[[ Information, beginning ]]
PR #1343, opened 2018-04-08
Some drive-by fixes

cdecker:
A number of fixes that are not really big enough to warrant their own PRs.

 - Update the builder images to include `shellcheck`
 - Some warnings
 - An attempt to fix the flaky `test_blockchaintrack` test by ensuring rollback is complete before proceeding
 - A less noisy `gossipd` to be less annoying during block rescan
 - Lowerbound rescan to the start of LN, otherwise repeated restarts will back off indefinitely
 - Don't copy newline when looking up a block for a `txout`

### DIFF
--- a/contrib/Dockerfile.builder
+++ b/contrib/Dockerfile.builder
@@ -29,6 +29,7 @@ RUN apt-get -qq update && \
 	python3-pip \
 	python3-setuptools \
 	python-pkg-resources \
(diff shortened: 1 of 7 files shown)


ZmnSCPxj:
ACK 8567e655716c84f1a4cc0c0e753d3b221ab928df

PR #2876, opened 2019-07-30
devtools: fix credit script.

rustyrussell:
Lisa's git name is lower-case, whereas CHANGELOG.md uses upper case,
so it doesn't realize she's named a commit already.


niftynei:
ack https://github.com/ElementsProject/lightning/pull/2876/commits/88a05fdc26d160cfd7469ae99497eb7a65e7a611

PR #2877, opened 2019-07-30
bigsize cleanup, with real onion bug!

rustyrussell:
This separates bigsize from varint completely, and as a result I found a bug in sphinx :(

I also assumed that we want the same rules inside the onion as elsewhere: bigsize must be minimal representation or we'll reject it.


ZmnSCPxj:
ACK ddae991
[[ Information, end ]]
Directions for this task |
Your reply should contain every record, unchanged and complete.

Response area |
PR #1343, opened 2018-04-08
Some drive-by fixes

cdecker:
A number of fixes that are not really big enough to warrant their own PRs.

 - Update the builder images to include `shellcheck`
 - Some warnings
 - An attempt to fix the flaky `test_blockchaintrack` test by ensuring rollback is complete before proceeding
 - A less noisy `gossipd` to be less annoying during block rescan
 - Lowerbound rescan to the start of LN, otherwise repeated restarts will back off indefinitely
 - Don't copy newline when looking up a block for a `txout`

### DIFF
--- a/contrib/Dockerfile.builder
+++ b/contrib/Dockerfile.builder
@@ -29,6 +29,7 @@ RUN apt-get -qq update && \
 	python3-pip \
 	python3-setuptools \
 	python-pkg-resources \
(diff shortened: 1 of 7 files shown)


ZmnSCPxj:
ACK 8567e655716c84f1a4cc0c0e753d3b221ab928df

PR #2876, opened 2019-07-30
devtools: fix credit script.

rustyrussell:
Lisa's git name is lower-case, whereas CHANGELOG.md uses upper case,
so it doesn't realize she's named a commit already.


niftynei:
ack https://github.com/ElementsProject/lightning/pull/2876/commits/88a05fdc26d160cfd7469ae99497eb7a65e7a611

PR #2877, opened 2019-07-30
bigsize cleanup, with real onion bug!

rustyrussell:
This separates bigsize from varint completely, and as a result I found a bug in sphinx :(

I also assumed that we want the same rules inside the onion as elsewhere: bigsize must be minimal representation or we'll reject it.


ZmnSCPxj:
ACK ddae991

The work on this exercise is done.